Garibaldi's troops did indeed win a significant victory at Calatafimi against a superior Sicilian force, but by the time they arrived at Palermo the army's size had swelled to thousands as a result of deserters recruited from the Bourbon side and the enlistment of additional (civilian) volunteers from western Sicily. With the aid of oppressive governments, the myth of The Thousand "liberating" Sicily was kept alive throughout the Savoy era, but it was too fragile to survive it.

Tellingly, it was a British admiral who negotiated the surrender of the Sicilian capital to Piedmontese troops, and later it was British vessels that assisted them in crossing the Strait of Messina. Back in Naples, an indecisive monarch failed to act to take back Sicily, where pockets of resistance, such as Messina's citadel, did not fall for several months. At Milazzo, where there was also a seaside fortress, Garibaldi's troops did not have an easy time, but this position also fell eventually.

Garibaldi was an anticlerical participant in Italy's peculiar brand of freemasonry, and several prominent Sicilian freemasons had secretly paved his way in Palermo. While this was not by any means a sophisticated "conspiracy," and though it could not ensure the complicity of all Bourbon commanders and aristocrats, the cooperation of influential Palermitan nobles who happened to be freemasons (or at least opposed to King Francesco) was an important element in convincing military officers and civil officials alike that resistance was futile. Without such collaboration, the invading forces would have faced far more serious street-to-street fighting in Palermo.

In mainland Italy Garibaldi's troops were met by King Vittorio Emanuele and some contingents of Piedmontese regulars. The Piedmontese general, Enrico Cialdini, had initially planned on stopping Garibald's advance up the peninsula toward Naples out of uncertainty over whether he would actually relinquish the occupied territories to the House of Savoy. He needn't had worried, but in Calabria in August, during an "accidental" skirmish between Garibaldi's volunteers and the Piedmontese regulars, he was shot and wounded, though not seriously, and he was actually detained for a while by the Piedmontese.

Naples and other cities fell to Cialdini's forces, and Gaeta, the last Bourbon stronghold, surrendered after incessant bombardments and much bloodshed. Contrary to popular belief, the siege, which immortalised Queen Maria Sophia, had nothing to do with Garibaldi.

In 1863 Garibaldi offered his services to the Union army in the American War between the States (the Civil War). Though some Italian soldiers did serve on the Union side, Garibaldi himself did not participate.

Garibaldi returned briefly to private life but was enthusiastically welcomed in London in 1864 by the British, who had always viewed him as a something of a hero. Karl Marx was more cynical, referring to him as King Vittorio Emanuele's taxi driver.

The general came out of retirement in 1866 to fight the Austrians in Venetia. The following year he was defeated by French and Papal troops at Rome, and took a round in a leg at the Battle of Mentana. The Italians, commanded in part by Garibaldi, finally took Rome in 1870 but only because the French garrison had already pulled out.

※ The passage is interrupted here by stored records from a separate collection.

PR #161, opened 2018-07-08
fix getting biometric

KazuCocoa:
I encountered below error when I called touch id enrollment feature.

> @driver.toggle_touch_id_enrollment true
Selenium::WebDriver::Error::UnknownError: An unknown server-side error occurred while processing the command. Original error: [object Object] is not a valid biometric. Use one of: ["touchId","faceId"]
from UnknownError: An unknown server-side error occurred while processing the command. Original error: [object Object] is not a valid biometric. Use one of: ["touchId","faceId"]

- `biometricName` is `{menuName: "Touch id"}`
- `BIOMETRICS` is `{touchId: {menuName: "Touch id"}, faceId: {menuName: "Face id"}}`
- Hence, `BIOMETRICS[biometricName]` never be true

~~This PR fix the behaviour to make sure the `menuName` exists in `BIOMETRICS`.~~
Use 'touchId' instead of `SimulatorXcode9.BIOMETRICS.touchId`

~~In JS world, is there a good way to get key by `biometricName`?~~
I mean if `biometricName` can be `touchId`, not `{menuName: "Touch id"}`,  `BIOMETRICS[biometricName]` works properly. In the case, we need to change https://github.com/KazuCocoa/appium-ios-simulator/blob/476635a6ec67609337468176fbff24ade7f1dcf3/lib/simulator-xcode-9.js#L304 and https://github.com/KazuCocoa/appium-ios-simulator/blob/476635a6ec67609337468176fbff24ade7f1dcf3/lib/simulator-xcode-9.js#L323 .

### DIFF
--- a/lib/simulator-xcode-9.js
+++ b/lib/simulator-xcode-9.js
@@ -286,22 +286,24 @@ class SimulatorXcode9 extends SimulatorXcode8 {
     `;
   }
 
+  /**
+   * Return proper biometric menu name object.
+   * @param {string} biometricName A key in BIOMETRICS like 'bundleId'
+   * @returns {object} Object in BIOMETRICS
+   */
   getBiometric (biometricName) {
     const {BIOMETRICS} = SimulatorXcode9;
-    const bio = Object.keys(BIOMETRICS).filter(function (key) {
-      return BIOMETRICS[key].menuName === biometricName.menuName;
-    });
-    if (bio.length === 0) {
+    if (!BIOMETRICS[biometricName]) {
       throw new Error(`${biometricName} is not a valid biometric. Use one of: ${JSON.stringify(_.keys(BIOMETRICS))}`);
     }
-    return biometricName;
+    return BIOMETRICS[biometricName];
   }
 
   /**
    * Get the current state of a biometric (touch id, face id) enrollment.
    * @override
    */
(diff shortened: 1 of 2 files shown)


lib/simulator-xcode-9.js
```diff
@@ -288,10 +288,13 @@ class SimulatorXcode9 extends SimulatorXcode8 {
 
   getBiometric (biometricName) {
     const {BIOMETRICS} = SimulatorXcode9;
-    if (!BIOMETRICS[biometricName]) {
+    const bio = Object.keys(BIOMETRICS).filter(function (key) {
```
mykola-mokhnach: `const bio = _.keys(BIOMETRICS).filter((key) => BIOMETRICS[key].menuName === biometricName)`

mykola-mokhnach:
I think the code there is correct. It is just the default value at 

`async isBiometricEnrolled (biometricName=SimulatorXcode9.BIOMETRICS.touchId) {`

is incorrect and should be replaced with just `biometricName = 'touchId'`

KazuCocoa:
I agree with the way.
I confirmed it worked correctly with 1fb1d53

KazuCocoa:
@imurchie Could you release new version to fix an error of toggle_touch_id_enrollment when you have a time?

imurchie:
Published in `appium-ios-simulator@2.14.1`.

PR #162, opened 2018-07-12
Fall back to non-AppleScript UI state detection if necessary permissions are missing

mykola-mokhnach:
It looks like Apple is getting super paranoid about security in Mojave-beta. This patch allows to avoid errors in UI state detection


mykola-mokhnach:
more info on the topic: https://www.felix-schwarz.org/blog/2018/06/apple-event-sandboxing-in-macos-mojave

imurchie:
Published in `appium-ios-simulator@2.14.2`.

PR #164, opened 2018-07-29
Add method to change ReduceMotion setting for simulators

vrunoa:
fyi @jlipps 

Add the possibility to set ReduceMotion in simulators, this can help reduce flakiness of tests.


lib/settings.js
```diff
@@ -132,6 +134,17 @@ async function updateLocationSettings (sim, bundleId, authorized) {
   }
 }
 
+async function reduceMotion (sim, reduceMotion = true) {
+  let paths = await plistPaths(sim, 'accesibilitySettings');
+  for (let i in paths) {
```
mykola-mokhnach: use `of` instead

lib/settings.js
```diff
@@ -132,6 +134,17 @@ async function updateLocationSettings (sim, bundleId, authorized) {
...
+    let file = paths[i];
+    let updates = {
+      ReduceMotionEnabled: reduceMotion ? 1 : 0
```
mykola-mokhnach: is it numeric or boolean parameter in the actual plist?

lib/settings.js
```diff
@@ -132,6 +134,17 @@ async function updateLocationSettings (sim, bundleId, authorized) {
...
+    };
+    await update(file, updates);
```
mykola-mokhnach: the intermediate `updates` variable is not needed

lib/simulator-xcode-6.js
```diff
@@ -617,6 +617,25 @@ class SimulatorXcode6 extends EventEmitter {
...
   }
 
+  /**
+   * Enable/Disable reduce motion.
+   *
+   * @param {string} bundleId - The application ID to update.
+   * @param {boolean} reduceMotion - Whether or not to enable it.
+   */
+  async reduceMotion (bundleID, reduceMotion = true) {
+    if (await this.isRunning()) {
```
mykola-mokhnach: I would not do daemon killing here, since it will an expected side effect

lib/simulator-xcode-6.js
```diff
@@ -617,6 +617,25 @@ class SimulatorXcode6 extends EventEmitter {
...
+      await this.endSimulatorDaemon();
+    } else if (await this.isFresh()) {
+      await this.launchAndQuit(false, STARTUP_TIMEOUT);
+    }
+    await settings.reduceMotion(this, bundleID, reduceMotion);
+  }
+
+  async readSettings (plist) {
```
mykola-mokhnach: what is the purpose of `readSettings` method?

test/functional/settings-e2e-specs.js
```diff
@@ -0,0 +1,55 @@
...
+    if (devicePresent) {
+      await killAllSimulators();
+      await simctl.deleteDevice(udid);
+    }
+  });
+
+  it("check accesibility reduce motion settings", async function () {
+    let sim = await getSimulator(udid);
+    await sim.reduceMotion(true);
+    let fileSettings = await sim.readSettings('accesibilitySettings');
```
mykola-mokhnach: it is, actually, spelled as `accessibility`

test/functional/settings-e2e-specs.js
```diff
@@ -0,0 +1,55 @@
...
+    for (let file in fileSettings) {
+      let settings = fileSettings[file];
```
mykola-mokhnach: use `of`

lib/settings.js
vrunoa: @mykola-mokhnach is an integer.

lib/simulator-xcode-6.js
vrunoa: @mykola-mokhnach the reduce motion change wont be available if we dont reboot the simulator. Let change that kill for reboot.

lib/simulator-xcode-6.js
vrunoa: I was using it for functional testing, let me see if I can have a different approach besides exposing this method

lib/simulator-xcode-6.js
```diff
@@ -612,6 +612,21 @@ class SimulatorXcode6 extends EventEmitter {
     return await settings.updateLocationSettings(this, bundleId, authorized);
   }
 
+  /**
+   * Enable/Disable reduce motion.
+   *
+   * @param {string} bundleId - The application ID to update.
+   * @param {boolean} reduceMotion - Whether or not to enable it.
+   */
+  async reduceMotion (reduceMotion = true) {
```
mykola-mokhnach: I'd rather rename the method to setReduceMotion

lib/simulator-xcode-6.js
```diff
@@ -612,6 +612,21 @@ class SimulatorXcode6 extends EventEmitter {
...
+    if (await this.isRunning()) {
```
mykola-mokhnach: I still consider that restart should not be in this method. It should be the caller code, who is responsible for simulator reboot (and it has to be stated in the docstring, that the method has no effect unless the sim is rebooted if it is currently running)

jlipps: Yeah, I agree. We have (or used to have) code in appium-ios-driver / appium-xcuitest-driver that check the capabilities a user sends in to determine if any of them will require a sim reboot, and it handles the reboot after running the commands from this package. It should be up to the caller to do the reboot.

test/functional/settings-e2e-specs.js
```diff
@@ -0,0 +1,60 @@
...
+      }).length > 0;
+    if (devicePresent) {
+      await killAllSimulators();
+      await simctl.deleteDevice(udid);
+    }
+  });
+
+  it("check accesibility reduce motion settings", async function () {
+    let sim = await getSimulator(udid);
+    await sim.reduceMotion(true);
```
imurchie: `setReduceMotion`?

vrunoa: thanks

test/unit/settings-specs.js
```diff
@@ -270,4 +269,31 @@ describe('settings', function () {
...
+      sim = new SimulatorXcode6();
+      sinon.stub(settings, 'setReduceMotion');
+    });
+
+    afterEach(async function () {
+      sinon.restore();
+      sinon.stub(settings, 'setReduceMotion');
+    });
+
+    it('should launch simulator if not fresh before setting reduce motion', async function () {
```
mykola-mokhnach: perhaps `if fresh`

PR #165, opened 2018-08-06
Update for Xcode 10b5

imurchie:
Xcode 10b5 introduced another field to the access database, as well as the situation where the app container has a value, but it does not exist yet.

### DIFF
--- a/lib/calendar.js
+++ b/lib/calendar.js
@@ -60,7 +60,7 @@ export default class Calendar {
     } else {
       query = this.xcodeVersion.major < 10 ?
         `INSERT INTO 'access' VALUES ('kTCCServiceCalendar', '?', 0, 1, 1, 0, 0);` :
-        `INSERT INTO 'access' VALUES ('kTCCServiceCalendar', '?', 0, 1, 1, 0, 0, 0, 0, 0);`;
+        `INSERT INTO 'access' VALUES ('kTCCServiceCalendar', '?', 0, 1, 1, 0, 0, 0, 0, 0, 0);`;
     }
     await execSQLiteQuery(db, query, bundleID);
   }
--- a/lib/simulator-xcode-10.js
+++ b/lib/simulator-xcode-10.js
@@ -1,0 +1,36 @@
+import SimulatorXcode93 from './simulator-xcode-9.3';
+import { getAppContainer, appInfo } from 'node-simctl';
+import { fs } from 'appium-support';
+
+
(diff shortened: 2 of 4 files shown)


lib/simulator-xcode-10.js
```diff
@@ -0,0 +1,36 @@
...
+      const appContainer = await getAppContainer(this.udid, bundleId, false);
+      const exists = await fs.exists(appContainer);
+      return exists && appContainer.endsWith('.app');
+    } catch (err) {
+      // get_app_container subcommand fails for system applications,
+      // so we try the hidden appinfo subcommand, which prints correct info for
+      // system/hidden apps
+      try {
+        const info = await appInfo(this.udid, bundleId);
+        return info.indexOf('ApplicationType') !== -1;
```
mykola-mokhnach: includes?

lib/simulator-xcode-10.js
```diff
@@ -0,0 +1,36 @@
...
+   * @override
+   *
+   * @param {string} bundleId - The bundle id of the application to be checked.
+   * @return {boolean} True if the given application is installed.
+   */
+  async isAppInstalled (bundleId) {
+    try {
+      const appContainer = await getAppContainer(this.udid, bundleId, false);
+      const exists = await fs.exists(appContainer);
+      return exists && appContainer.endsWith('.app');
```
mykola-mokhnach: should we use short calculation here (if appContainer.endsWith('.app') is false then there is no point to check existence)

lib/calendar.js
```diff
@@ -60,7 +60,7 @@ export default class Calendar {
     } else {
       query = this.xcodeVersion.major < 10 ?
         `INSERT INTO 'access' VALUES ('kTCCServiceCalendar', '?', 0, 1, 1, 0, 0);` :
-        `INSERT INTO 'access' VALUES ('kTCCServiceCalendar', '?', 0, 1, 1, 0, 0, 0, 0, 0);`;
+        `INSERT INTO 'access' VALUES ('kTCCServiceCalendar', '?', 0, 1, 1, 0, 0, 0, 0, 0, 0);`;
```
mykola-mokhnach: is this safe for previous DB versions?

imurchie: I don't think that it matters, for betas. There is no reason to support a previous beta version of Xcode.

lib/simulator-xcode-10.js
imurchie: Good idea.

Garibaldi ended up serving in parliament but Crispi and others generally marginalised his activity, partly because his liberalist ideals were so often at odds with their reactionary ones. He advocated the women's vote, European federalism and other ideas which found little acceptance among Italian politicians; indeed, Italian women did not get the vote until 1946. He wrote several memoirs and also two novellas having anticlerical themes.

In 1879 he remarried, this time to a woman who had already given birth to three of his children. Giuseppe Garibaldi died in 1882 and is buried on the island of Caprera where he had his farm.